Sudden cardiac death (SCD) in children and young athletes is a devastating event, with compelling reasons to implement preventive strategies. Sudden cardiac arrest (SCA) from occult cardiovascular disease is the leading cause of death in athletes during sports participation (30,32). Although the precise frequency of SCD remains disputed, the tragic death of a young athlete predictably generates intense public scrutiny regarding preathletic screening procedures.
Cardiovascular screening for athletes is routinely practiced and supported by most major sporting and medical associations, including the American Heart Association, European Society of Cardiology, and the International Olympic Committee (13,26,27,37). However, universal endorsement of a single screening strategy to identify athletes at risk for SCD remains elusive and a topic of tremendous debate within the international sports medicine and cardiology communities.
The screening controversy is principally centered upon the inclusion (or not) of a resting 12-lead electrocardiogram (ECG) in addition to a history and physical examination during the preathletic evaluation (6,17,18,39). Important data exist from the Italian screening program that a protocol using ECG reduces the incidence of SCD in athletes (8). However, application of this program in other countries with different or more heterogeneous populations has raised concerns regarding false positive results, cost-effectiveness, physician infrastructure, and health care resources (47).
This article frames the current challenges and controversies surrounding the preparticipation physical evaluation (PPE) and ECG screening in young athletes. Our goal is to address key questions that primary care and sports clinicians have in determining the most appropriate protocol for cardiovascular screening in athletes and to identify those areas requiring further study.
WHAT ARE WE SCREENING FOR?
Etiology of SCD in Athletes
The differential diagnosis for causes of pediatric and young adult SCA is detailed in Table 1. SCA is caused by a heterogeneous group of cardiac diseases that generally can be separated into structural cardiovascular abnormalities (e.g., cardiomyopathies) and primary cardiac electrical diseases (e.g., ion channel disorders). Hypertrophic cardiomyopathy (HCM) is the most common structural and functional disease associated with pediatric and young adult SCA (28,30,32). Several studies have suggested that HCM is the leading cause of SCD in young athletes in the United States, accounting for approximately one third of cases (30,32).

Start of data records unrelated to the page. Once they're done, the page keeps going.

PR #2708, opened 2017-12-18
[Zeppelin-3095] Fix UI when all paragraphs executing sequentially

tinkoff-dwh:
### What is this PR for?
This PR fixes the incorrect behavior of UI during the execution of the RunAllParagraphs. 
Including: allows you to copy the note at runtime (before that, the new note was created only after the end of runAllParagraph), blocks some interface elements.
The following items are blocked:

**Paragraphs Control :**
* Move up
* Move down
* Insert new
* Clone paragraph
* Run all above
* Run all below
* Disable run
* Remove

**Note :**
* Insert new paragraph

### What type of PR is it?
Improvement

### What is the Jira issue?
[Zeppelin-3095](https://issues.apache.org/jira/browse/ZEPPELIN-3095)

Run the paragraphs by clicking the "run all paragraphs" button
Ensures that the required items are locked

### Questions:


zeppelin-server/src/main/java/org/apache/zeppelin/socket/NotebookServer.java
```diff
@@ -1666,30 +1688,57 @@ private void runAllParagraphs(NotebookSocket conn, HashSet<String> userAndRoles,
...
+              paragraphId, text, title, params, config);
+
+          try {
+            if (!persistAndExecuteSingleParagraph(conn, note, p, true)) {
+              // stop execution when one paragraph fails.
+              runAllStatusBroadcast(note, false);
+              break;
+            }
+          } catch (Exception e) {
+            LOG.error("Error in runAllParagraphs(). Error: " + e.toString());
```
felixcheung: `LOG.error("Error in runAllParagraphs()", e);`

zeppelin-zengine/src/main/java/org/apache/zeppelin/notebook/socket/Message.java
```diff
@@ -185,7 +185,8 @@
     RUN_PARAGRAPH_USING_SPELL,    // [s-c] run paragraph using spell
     PARAS_INFO,                   // [s-c] paragraph runtime infos
     SAVE_NOTE_FORMS,              // save note forms
-    REMOVE_NOTE_FORMS             // remove note forms
+    REMOVE_NOTE_FORMS,            // remove note forms
+    SEQEUNTIAL_RUN_STATUS         // [s-c] seqeuntial run status will be change
```
felixcheung: `seqeuntial`-> sequential?

tinkoff-dwh:
@felixcheung 
I fixed it

zeppelin-server/src/main/java/org/apache/zeppelin/socket/NotebookServer.java
```diff
@@ -836,13 +837,35 @@ private void sendNote(NotebookSocket conn, HashSet<String> userAndRoles, Noteboo
...
       }
+      checkSequentialRunStatus(note);
       conn.send(serializeMessage(new Message(OP.NOTE).put("note", note)));
       sendAllAngularObjects(note, user, conn);
     } else {
       conn.send(serializeMessage(new Message(OP.NOTE).put("note", null)));
     }
   }
 
+  //check sequential running status (if NoteServer crash last time, it recover really status)
```
felixcheung: `really` - do you mean `ready`?

zeppelin-web/src/app/notebook/notebook.html
```diff
@@ -161,7 +162,9 @@ <h4 class="plus-sign">&#43; Add Paragraph</h4>
          ng-hide="currentParagraph.config.tableHide && viewOnly"
          ng-dblclick="paragraphOnDoubleClick(currentParagraph.id);">
     </div>
-    <div class="new-paragraph last-paragraph" ng-click="insertNew('below');" ng-hide="!$last || viewOnly || asIframe || revisionView">
+    <div class="new-paragraph last-paragraph" ng-click="insertNew('below');"
+         ng-if="!isSequentialRun()"
```
felixcheung: shouldn't this be using ng-class?

zeppelin-server/src/main/java/org/apache/zeppelin/socket/NotebookServer.java
tinkoff-dwh: If the server crashes during RunAllParagraphs execution, then after switching on, the note will be in the same status. Here this case is just being processed.

zeppelin-web/src/app/notebook/notebook.html
tinkoff-dwh: Having looked again at the code, I decided that it would be better to transfer the verification to the ng-hide. Do you think this is the best solution?

felixcheung:
yes, I think

zeppelin-server/src/main/java/org/apache/zeppelin/socket/NotebookServer.java
```diff
@@ -836,13 +837,35 @@ private void sendNote(NotebookSocket conn, HashSet<String> userAndRoles, Noteboo
...
+  private void checkSequentialRunStatus(Note note) {
```
zjffdu: This logics seems wrong. It is possible to be in sequential run mode but all paragraphs are in PENDING state.  There's time gap between PENDING and RUNNING.

zjffdu:
@tinkoff-dwh I am not frontend expert. Just going through the PR and have a few thoughts:

1. The changes in frontend seems a little large. What if we add new UI control ? Do we also need to check the sequential running state ?
2. I have another idea for this problem. How about doing the most of the work in backend ? Backend know whether it is in sequential running mode. So that backend can send back error message to frontend if user do a ui operation on a note which is in sequential running state. e.g. when user click the clone button, zeppelin can pop up a error message to show that this operation is not allowed as it is in sequential running state. This might be much easier to do. But I might be biased. Need more thoughts from some frontend guys.

tinkoff-dwh:
@zjffdu 
i think it is not user friendly interface (popups from backend)

zjffdu:
@tinkoff-dwh I am not saying popup from backend. I mean backend send error message to frontend, and frontend pop up this error message.

tinkoff-dwh:
@zjffdu 
I meant that the popup is not user friendly. The user sees a clickable elements, clicks and the popup will be displayed

tinkoff-dwh:
@prabhjyotsingh @r-kamath 
could you help with the review?

prabhjyotsingh:
Tested it locally, and front-end changes looks OK.
In this case, I agree popup is not user-friendly. Also since we are blocking (or temporarily disabling) Paragraphs Control, should we block editing of paragraphs as well, since from backend it is also blocked?

tinkoff-dwh:
@prabhjyotsingh 
Add block editing of paragraphs.

zeppelin-server/src/main/java/org/apache/zeppelin/socket/NotebookServer.java
Savalek: @felixcheung, I mean this function is to check the true running status of the paragraph.

jongyoul:
Can someone share the status of this issue?

mebelousov:
@jongyoul status is ready to merge to master =)

I hope I will merge this PR to our fork of branch-0.8 and will confirm that works fine.
This needs 1-2 months.

jongyoul:
@mebelousov Got it. Thanks

tinkoff-dwh:
Current version : [pull#3226](https://github.com/apache/zeppelin/pull/3226)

While some patients with HCM may present with symptoms (e.g., chest pain, syncope, or exertional lightheadedness) (1), studies suggest that 80% of athletes who die from HCM have no warning symptoms before their death (36). The majority (75%) of patients with HCM also do not have detectable murmurs on cardiac auscultation (29). Thus, detection of patients with HCM by history and physical alone is difficult. Congenital coronary artery anomalies are another common etiology of SCD in young competitive athletes, representing 17% of cases (32). Arrhythmogenic right ventricular cardiomyopathy (ARVC) represents 4% of SCD in the United States, (32) but has been reported as the leading cause of SCD (22%) in the Veneto region of northeastern Italy (11). Marfan syndrome is an inherited connective tissue disorder that causes a progressive dilatation and weakness (cystic medial necrosis) of the proximal aorta that can lead to rupture and sudden death. Aortic rupture accounts for approximately 3% of SCD cases in young athletes in the United States (32).
Primary cardiac electrical diseases, or ion channel disorders, are increasingly recognized as a significant cause of pediatric and young adult SCA (44,45). In some cases, postmortem examination fails to identify a structural cardiac cause of death. These deaths, known as autopsy-negative sudden unexplained death (SUD), may be due to inherited arrhythmia syndromes and ion channel disorders such as long QT syndrome (LQTS), short QT syndrome, Brugada syndrome, or familial catecholaminergic polymorphic ventricular tachycardia (CPVT) (30). The prevalence of ion channel disorders as a cause of SCD in U.S. athletes may be underestimated, as autopsy-negative SUD represents a substantially larger proportion of SCD in the young in other study populations, and the accurate diagnosis of ion channelopathies postmortem is still limited. In Australia, autopsy-negative SUD represents approximately 30% of SCD in individuals younger than 35 yr (15,43), and in U.S. military recruits, autopsy-negative SUD accounts for 35% of nontraumatic exercise-related SCD (19,20). These findings stand in contrast to the reported 3% of autopsy-negative SUD in U.S. athletes (32).
Patients with ion channel disorders may present with syncope or unexplained seizure activity. Syncope is caused by short, self-terminating, ventricular tachyarrhythmias, such as torsades de pointes (LQTS) and ventricular tachycardia (CPVT), but sustained arrhythmias and SCA also may be the first manifestation of disease (25). Other causes of SCD include the use of illicit drugs and stimulants, as well as commotio cordis due to a blunt, traumatic blow over the left precordium, which induces ventricular fibrillation (34).
Importantly, roughly half of the disorders causing pediatric and young adult SCA are known to be familial or genetic (Table 1). Therefore, the identification of even a presymptomatic proband is critical, as diagnosis of a child or adult family member may impact subsequent detection of the same disease within multiple family members (10). Thus, the role of genetic evaluation after disease identification as a result of screening is becoming increasingly important, and for most diseases, is commercially available.
WHAT IS THE SCOPE OF THE PROBLEM?
Incidence of SCD
SCD is the leading cause of death in young athletes on the playing field (32). However, the exact incidence of SCD is disputed, and it is difficult to compare incidence studies with profoundly different methodologies and from widely different geographic locations. Estimates from the United States range from 1:160,000 to 1:300,000 competitive athlete deaths per year due to cardiovascular diseases (32,33,48). These studies, while rigorous in effort, rely primarily on searches of public media reports and other electronic databases and are at risk of underestimating the incidence of SCD because of the lack of a mandatory reporting system. With no reliable reporting system and no universal definition of "athlete," accurate reflection of the numerator (number of cases per year) and the denominator (number of athlete participants per year) makes calculating the incidence of SCD in athletes challenging.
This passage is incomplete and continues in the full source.